This year’s National Defense Authorization Act (NDAA) has turned out to be a missed opportunity for a full-on government effort to do its job of protecting us. While we had high hopes for a strong compromise based on draft language adopted this summer, Congress has allowed political whims to get in the way of concrete action to improve people’s lives.While there was some initial progress made on phasing out some PFAS uses and requiring government testing and monitoring, we should also be sounding a rallying cry to continue working for the government action needed to help communities across the country and to make polluters pay for their harmful mess.
The biggest miss in this bill is a failure to include the requirement that PFAS chemicals are deemed “hazardous substances,” which would have triggered manufacturing companies to pay to clean up sites across the country that are sitting in limbo because cleanup of these chemicals is not prioritized by the government. Another missing provision is one that would have required EPA to set an enforceable drinking water standard for PFAS under the Safe Drinking Water Act within two years, triggering testing and monitoring across the country. Finally, the piece that would have helped to cut off the tap of industrial PFAS discharges into drinking water under the Clean Water Act is absent from this NDAA.

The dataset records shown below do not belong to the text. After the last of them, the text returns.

PR #1454, opened 2026-07-23
fix(import): plumb dedicatedWorkerKey and workerUpstream to LLM client

JordanTreDaniel:
## Problem

Standalone `lore import` had three bugs blocking extraction when a dedicated worker key is configured:

1. **Missing `dedicatedWorkerKey` flag** — the LLM client was created without `{ dedicatedWorkerKey: true }`, so the protocol-mismatch check in `llm-adapter.ts:1862-1863` always fired even when `LORE_WORKER_API_KEY` was set. `pipeline.ts` passes this correctly (line 2502).

2. **`LORE_WORKER_UPSTREAM` ignored** — the import always used `config.upstreamAnthropic` instead of `config.workerUpstream`. `pipeline.ts` handles this at lines 2485-2487.

3. **`workerModel` config ignored** — the hardcoded `claude-sonnet-4-6` default (Anthropic protocol) always applied even when the user configured a `workerModel` with a different provider in `.lore.json`.

## Fix

1. Pass `{ dedicatedWorkerKey: !!workerApiKey }` to `createGatewayLLMClient` so the mismatch check is skipped when a dedicated worker key is configured.
2. Use `config.workerUpstream` when set, falling back to the default upstreams.
3. Honor `cfg.workerModel` before falling back to `cfg.model` or the hardcoded claude-sonnet-4-6 default.

## Testing

With an OpenAI key and upstream:
```bash
export LORE_WORKER_API_KEY=sk-...
export LORE_WORKER_UPSTREAM=https://api.openai.com/v1
lore import --project ~/dev/my-project --agent opencode -y
```

Or configure `.lore.json`:
```json
{
  "workerModel": { "providerID": "openai", "modelID": "gpt-4o-mini" }
}
```

Previously: all chunks fail with `protocol-mismatch`, 0 entries created.
With fix: extraction proceeds normally.

### DIFF
--- a/packages/gateway/src/cli/import.ts
+++ b/packages/gateway/src/cli/import.ts
@@ -668,8 +668,9 @@ export async function commandImport(
   // built-in default. Track whether the provider was *explicitly* configured so
   // the no-credential message below doesn't tell a Copilot/OpenRouter user to
   // set an "anthropic key" they don't have.
-  const modelExplicit = cfg.model != null;
-  const defaultModel = cfg.model ?? {
+  // Prefer `workerModel` over `model` since imports are background work.
+  const modelExplicit = cfg.model != null || cfg.workerModel != null;
+  const defaultModel = cfg.workerModel ?? cfg.model ?? {
     providerID: "anthropic",
     modelID: "claude-sonnet-4-6",
   };
@@ -721,10 +722,15 @@ export async function commandImport(
     return;
   }
 
+  const workerUpstreams = config.workerUpstream
+    ? { anthropic: config.workerUpstream, openai: config.workerUpstream }
+    : { anthropic: config.upstreamAnthropic, openai: config.upstreamOpenAI };
+
   const llm = createGatewayLLMClient(
-    { anthropic: config.upstreamAnthropic, openai: config.upstreamOpenAI },
+    workerUpstreams,
     getImportAuth,
     defaultModel,
+    { dedicatedWorkerKey: !!workerApiKey },
   );
 
   try {
--- a/packages/gateway/src/cli/import.ts
+++ b/packages/gateway/src/cli/import.ts
@@ -670,10 +670,11 @@ export async function commandImport(
   // set an "anthropic key" they don't have.
   // Prefer `workerModel` over `model` since imports are background work.
   const modelExplicit = cfg.model != null || cfg.workerModel != null;
-  const defaultModel = cfg.workerModel ?? cfg.model ?? {
-    providerID: "anthropic",
-    modelID: "claude-sonnet-4-6",
-  };
+  const defaultModel = cfg.workerModel ??
+    cfg.model ?? {
+      providerID: "anthropic",
+      modelID: "claude-sonnet-4-6",
+    };
 
   // Extraction needs a usable credential. `lore import` is a standalone CLI
   // process: it never proxies a conversation turn, so no client credential is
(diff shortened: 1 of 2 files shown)


BYK:
Thank you for this, @JordanTreDaniel — really appreciate you digging into the worker-key path and sending a focused fix. 🙏

I did a close review. The three changes are all correct and genuinely useful:

- `dedicatedWorkerKey: !!workerApiKey` — correctly scoped; it only skips the early protocol-mismatch prefix check (llm-adapter.ts:1861), and leaves auth resolution and the cross-provider fail-closed route guard intact. This matches how `pipeline.ts` already calls it.
- `LORE_WORKER_UPSTREAM` → `workerUpstreams` — good; note it only redirects `anthropic`/`openai` worker providers (resolveTarget only consults the upstreams map for those two; everything else routes via `PROVIDER_ROUTES`). Worth a one-line comment so it's not surprising.
- preferring `cfg.workerModel` — correct, and matches the "imports are background work" intent.

Two things before merge:

1. **The headline Copilot case still won't work as written** (this is the one blocker). `workerKeyScheme("github-copilot")` returns `api-key` → the token goes out as `x-api-key`, but `api.githubcopilot.com` needs `Authorization: Bearer` + a `Copilot-Integration-Id` header + a `copilot_internal/v2/token` exchange the gateway doesn't do standalone. So a Copilot subscriber setting `LORE_WORKER_API_KEY=<copilot-token>` gets the error *relabeled* (protocol-mismatch → 401), not resolved. The fix is real and valuable for anyone with a **raw** non-anthropic key (OpenAI/OpenRouter/etc.) + `LORE_WORKER_UPSTREAM` — could we just reword the PR/commit to say Copilot import still needs a non-Copilot worker key? (Copilot token-exchange is a tracked follow-up.)

2. **A small regression to guard against**: with the early mismatch check now off, `LORE_WORKER_API_KEY=<non-anthropic-key>` and *no* `LORE_WORKER_UPSTREAM`/`workerModel` will make N doomed `api.anthropic.com` calls + N `Sentry.captureException`s (one per chunk) where before it rejected pre-flight with zero network/Sentry. Worth keeping an early skip for the `api.anthropic.com`-target + non-`sk-ant-` key case, or suppressing Sentry on the session-less import auth path.

Heads-up on sequencing: there's overlap with #1452 (harness on-disk auth), which rewrites this same block into per-agent resolution. Plan is to land your fix first, then I'll rebase #1452 on top and carry these three fixes into the per-agent path (with attribution). Thanks again — this was a sharp catch.

BYK:
Pushed a follow-up commit (8408f67) to address the two review points directly rather than asking you to — hope that's alright! Your three fixes are untouched; I only added on top:

1. **Pre-flight guard for the regression I flagged** — since `dedicatedWorkerKey` now disables the in-adapter mismatch check, a non-`sk-ant-` `LORE_WORKER_API_KEY` with no `LORE_WORKER_UPSTREAM` would default to the Anthropic upstream and fire one doomed request + one `Sentry.captureException` per chunk. Added a single pre-flight check that catches exactly that case and fails loudly with actionable guidance (point at the right provider, or use `lore run`), and notes that a Copilot/ChatGPT subscription token isn't a usable raw key.

2. **Tests** (the plumbing shipped with none) — asserts the LLM client is built with `dedicatedWorkerKey` + the `workerUpstreams` map + the `workerModel`-preferred default model; that `LORE_WORKER_UPSTREAM` redirects both upstreams; and that the new guard fires (and doesn't over-fire when an upstream *is* set). Mutation-verified (disabling the guard turns the test red).

Full gate green locally: typecheck, format:check, and the import/worker-model/auth suites (151 tests). Once CI is green I'll merge this, then rebase #1452 on top and carry these three fixes into the per-agent path. Thanks again for the fix. 🙏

The final NDAA still contains some of the important PFAS measures we were hoping to see, including:
- A phaseout of military use of firefighting foam containing PFAS by 2024 (with the opportunity for up to two years of extensions) and a ban of PFAS foams in military training exercises
- Required public reporting of environmental releases of a group of PFAS chemicals under the Toxics Release Inventory (TRI) and a requirement to use formal rulemaking processes and science in decisions on adding other PFAS to the TRI list in the future
- A data call under the Toxic Substances Control Act to obtain information from manufacturers about which PFAS chemicals were historically made and sold.
- Finalization of EPA’s 2015 proposed Significant New Use Rule on long-chain PFAS under the Toxic Substances Control Act, which would give EPA notice and time to assess risks before PFAS-containing products come to market
- Required EPA guidance on how to dispose of and destroy PFAS and materials containing PFAS
- Continued funding for ATSDR health assessments to better understand impacts of exposure in PFAS-contaminated communities
- Required US Geological Survey monitoring of surface and groundwater, soils, and wells to better understand the scope of PFAS contamination
- Required blood testing for military firefighters during annual exams to better document exposure
The loss of several PFAS-relevant provisions wouldn’t sting so much if there was reason to believe that the White House and agencies would take urgent, meaningful action on their own. But so far, the EPA and DOD have failed to act fast enough, and the White House is even delaying nationwide PFAS health assessments that will provide meaningful public health evidence to inform science-based policies. Earlier this month, EPA issued an Advance Notice of Proposed Rulemaking (ANPRM) asking for comments on how to add PFAS to the TRI list, which was completely insufficient. The agency also claims that it will issue a determination on whether to set an enforceable standard for PFAS in drinking water by the end of this year, but even if they do decide to set a standard, it will likely be for just two PFAS (PFOA and PFOS) and will take years to result in a standard and in cleaner water. As long as the federal government fails to take action, the burden of cleanup is going to continue to fall on local and state governments, which means the inequities that already exist will persist.
We must all fight to ensure that the full suite of PFAS provisions make it into this year’s NDAA so that communities can look forward to cleaner water and brighter futures in 2020. Call your members of Congress and tell them that compromising on our health is unacceptable and urge them to vote “no” on the NDAA when it comes to the floor.